Intel (Nasdaq: INTC) has acquired the assets of NetEffect, a maker of Ethernet chips and adapters for high-performance computing clusters, for US$8 million.
The company’s Gigabit Ethernet and 10-Gigabit Ethernet adapters, ASICs (application-specific integrated circuits) and intellectual property will complement Intel’s current Ethernet portfolio, Intel announced on Wednesday. The added products will help Intel address demand for server compute clusters, server virtualization, and convergence of network and storage traffic, Intel said.
NetEffect’s products support iWARP, a set of extensions to Ethernet from the RDMA (Remote Direct Memory Access) Consortium that is designed to eliminate overhead and latency in Ethernet networks. Intel described iWARP as an alternative to InfiniBand.

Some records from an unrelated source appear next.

Issue #125, opened 2015-06-27
Change stats reporting to use JSON instead of XML, or some better binary format


benedictpaten:

hannes-ucsc:
I'd prefer a pickled dict subclass that exposes its keys as attributes. John has used these before. This is what argparse's namespace class does. Then I can do 

config.foo

instead of 

config.attrib['foo']

hannes-ucsc:
Sorry wrong issue.

hannes-ucsc:
@cket, check out Expando and MagicExpando:

https://github.com/BD2KGenomics/bd2k-python-lib/blob/master/src/bd2k/util/expando.py

PR #438, opened 2015-09-29
Unicode-encode log messages (resolves #427)

### LINKED ISSUE #427: Character values >=128 in job output crash Toil log retrieval
My user script invokes wget, which likes to output "smart quotes" to its standard output.

This standard output gets collected by toil, put into XML, and sent back to the master (at least when I run in debug mode).

Unfortunately, `ElementTree` assumes all its strings are encoded in ASCII, when it tries to encode characters with XML entities (like &amp; and &quot;), and it panics when it sees bytes >128, because it doesn't know what entities to use:

```
          File "/usr/local/lib/python2.7/dist-packages/toil/worker.py", line 408, in <module>
            main()
          File "/usr/local/lib/python2.7/dist-packages/toil/worker.py", line 392, in main
            jobStore.writeStatsAndLogging(ET.tostring(elementNode))
          File "/usr/lib/python2.7/xml/etree/ElementTree.py", line 1126, in tostring
            ElementTree(element).write(file, encoding, method=method)
          File "/usr/lib/python2.7/xml/etree/ElementTree.py", line 820, in write
            serialize(write, self._root, encoding, qnames, namespaces)
          File "/usr/lib/python2.7/xml/etree/ElementTree.py", line 939, in _serialize_xml
            _serialize_xml(write, e, encoding, qnames, None)
          File "/usr/lib/python2.7/xml/etree/ElementTree.py", line 939, in _serialize_xml
            _serialize_xml(write, e, encoding, qnames, None)
          File "/usr/lib/python2.7/xml/etree/ElementTree.py", line 937, in _serialize_xml
            write(_escape_cdata(text, encoding))
          File "/usr/lib/python2.7/xml/etree/ElementTree.py", line 1073, in _escape_cdata
            return text.encode(encoding, "xmlcharrefreplace")
        UnicodeDecodeError: 'ascii' codec can't decode byte 0xe2 in position 48: ordinal not in range(128)
```

Toil should assume an encoding for the standard output and standard error of the user script (probably UTF-8), and should strip or replace characters that can't later be encoded in the XML serialization format.

adamnovak:
ElementTree tries to encode the log messages with XML entities, and it
can be unable to do this if bytes >128 are present in `str` values in
the tree.

I have solved this by converting all the relevant strings to `unicode`
objects, assuming that the user script output being collected is
actually UTF-8. In the event of a UTF-8 decoding error, the offending
characters are replaced with placeholders, but the Toil code should keep
going (and ElementTree should still be able to serialize the logs).

Fixes #427, while we wait for #125.

### DIFF
--- a/src/toil/job.py
+++ b/src/toil/job.py
@@ -896,11 +896,11 @@ class Job(object):
         #Finish up the stats
         if stats != None:
             stats = ET.SubElement(stats, "job")
-            stats.attrib["time"] = str(time.time() - startTime)
+            stats.attrib["time"] = unicode(time.time() - startTime)
             totalCpuTime, totalMemoryUsage = getTotalCpuTimeAndMemoryUsage()
-            stats.attrib["clock"] = str(totalCpuTime - startClock)
-            stats.attrib["class"] = self._jobName()
-            stats.attrib["memory"] = str(totalMemoryUsage)
+            stats.attrib["clock"] = unicode(totalCpuTime - startClock)
+            stats.attrib["class"] = unicode(self._jobName())
+            stats.attrib["memory"] = unicode(totalMemoryUsage)
         #Return any logToMaster logging messages + the files that should be deleted
         #from the job store once the job has been registered as complete
         return fileStore.loggingMessages, fileStore.deletedJobStoreFileIDs.union(promiseFilesToDelete)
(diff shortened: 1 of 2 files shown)


hannes-ucsc:
Just talked to @adamnovak. It would be better to set the encoding to utf-8 1) when the file with the redirected worker log is opened for the purpose of reading it into a string here: 

https://github.com/BD2KGenomics/toil/blob/master/src/toil/worker.py#L386

and 2) on the ElementTree object here (I think)

https://github.com/BD2KGenomics/toil/blob/master/src/toil/worker.py#L174

I will close this PR and reassign the issue.

Issue #352, opened 2015-09-02
Implement provisioning of Toil nodes on Azure


hannes-ucsc:

hannes-ucsc:
See #439

ejacox:
Closed in favor of #1501

PR #439, opened 2015-09-29
Add an Azure deployment template

adamnovak:
This doesn't really have an associated issue, but these are the files I have been using to get Toil Mesos clusters up on Azure while I wait for @joelarmstrong to write his cgcloud-alike tool. This is apparently the Right Way to stamp out Azure app deployments, and I think if we want we could even put it in the Azure store.

This template is based on the official example Mesos template (which is
under an included open source license). It provides a "Deploy to Azure"
button that you can click on to configure and deploy a Mesos-based Toil
cluster on Azure.

Assuming you have the `azure` command-line tool, you can start up a
cluster from the command line like so:

```
cp azuredeploy.parameters.json mycluster.json
nano mycluster.json # Set your password, unique names, and SSH key
azure group create toilcluster westus
azure group deployment create --template-file azuredeploy.json -e mycluster.json toilcluster toilcluster
```

Make sure that you don't use any illegal characters (like underscores or
upper-case letters) in the globally unique storage account name you need
to define. Also make sure you have supplied a unique DNS name component
for your cluster's firewall load banalcer.

When the setup is complete, it will output an ssh command to use to
connect to your cluster's first master. It should look something like:

```
ssh azureuser@toilcluster.westus.cloudapp.azure.com -p 2211
```

If you elected to create additional masters, they will show up on
subsequent ports.

The cluster runs Mesos 0.23 (as 0.22 misinterpreted the version of
Docker) and has Toil, Python 2.7.10, and the required version 0.22.0
`mesos.interface` and `mesos.native` Python modules installed.

Chronos and Marathon can both optionally be installed on the cluster.
They are disabled by default, but some Docker stuff is installed to
support them. I kept that around since it seems that many pipelines use
Docker.

The cluster nodes have relatively small system disks, but on Azure they
get big ephemeral disks mounted at /mmt. Mesos has been configured to
use this space for Mesos scratch work, but if Docker is going to be used
heavily, the Docker container filesystem data ought to be stored on
these ephemeral disks as well. This has not been done yet.


joelarmstrong:
Hey cool, thanks! Maybe this saves me from having to actually do any work on cgcloud.

hannes-ucsc:
Impressive!

I've assigned this PR to you, @joelarmstrong for you review and test drive. Once I get your OK, I will merge this.

adamnovak:
Note that there are several references here to BD2kGenomics/toil/master that Azure uses to retrieve the scripts that run on the instances to set them up. So if you want to test it, you probably have to grep through and point them at your versions of the scripts.

adamnovak:
@hannes-ucsc & @joelarmstrong, what work, exactly, is needed? Should I just rebase this on master?

hannes-ucsc:
I'll merge this. @joelarmstrong, Ideally, I would like a second pair of eyes on this but we can track this as part of #352.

NetEffect was formed in 1998 as Banderacom, a maker of an InfiniBand switch and adapters, and recapitalized under its current name in 2004. Its 30 employees have joined Intel but will remain in Austin, Texas.
Intel will continue to sell NetEffect’s adapters and work with the former NetEffect engineering on future generations of ASICs, said Steve Schultz, director of marketing for Intel’s LAN access division. Intel supports but doesn’t make InfiniBand products, and NetEffect’s iWARP-based products give Intel a lineup that offers comparable performance with the benefits of Ethernet, he said.
Consolidation and virtualization of data-center servers has created new challenges in connecting them at high speed. InifiniBand is commonly used to meet those challenges, but there is a long-term trend toward using Ethernet as the single networking technology across LANs, data centers and storage. The transition to a single network protocol from data centers that today may have Ethernet, Fibre Channel and InfiniBand is expected eventually to simplify administration and lower costs for enterprises.
The NetEffect acquisition may be a good move for the long term but isn’t likely to change the game soon, analysts said.
Although the RDMA Consortium was kicked off in 2002 with support from several big names, including Broadcom, Microsoft, Adaptec and NetApp, iWARP has remained a niche technology because the top manufacturers have stuck with InfiniBand, said Bob Wheeler, an analyst at The Linley Group.
“Having a company the size of Intel behind iWARP should help substantially” in the long term, Wheeler said. “Strategically, it fits into Intel’s vision of having Ethernet everywhere.”
The Ethernet-based RDMA technology doesn’t yet match InfiniBand for reducing latency, said Yankee Group analyst Zeus Kerravala.
“InfiniBand still gives you better performance at a lower cost, with lower latency,” Kerravala said. “I do think Ethernet is the way the market will go. I just think it will take a while.”